TASK REQUIREMENTS: Set down, in full, every record in the block.

[Entries taken from a collection]

PR #2417, opened 2017-05-11
Bump required Mono version to 5.2 in monostub.m

KirillOsenkov:


decriptor:
I admit that I didn't do this when bumping to 5.0, but would it be worth adding a comment in the commit as to why a bump is required or even details/description here?

I'm assuming this is because of the MEF fix in mono?

KirillOsenkov:
Yup, a fix that unblocks VSMEF.

Would you like the comment directly in the source?

decriptor:
I don't know. I was mostly just throwing it out there for comment.

My thought was this way someone doesn't wonder why there was a bump and try to move it back for some reason.

I just happened to see your PR to bump mono in the other repo :)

SOLUTION TO THIS TASK:
PR #2417, opened 2017-05-11
Bump required Mono version to 5.2 in monostub.m

KirillOsenkov:


decriptor:
I admit that I didn't do this when bumping to 5.0, but would it be worth adding a comment in the commit as to why a bump is required or even details/description here?

I'm assuming this is because of the MEF fix in mono?

KirillOsenkov:
Yup, a fix that unblocks VSMEF.

Would you like the comment directly in the source?

decriptor:
I don't know. I was mostly just throwing it out there for comment.

My thought was this way someone doesn't wonder why there was a bump and try to move it back for some reason.

I just happened to see your PR to bump mono in the other repo :)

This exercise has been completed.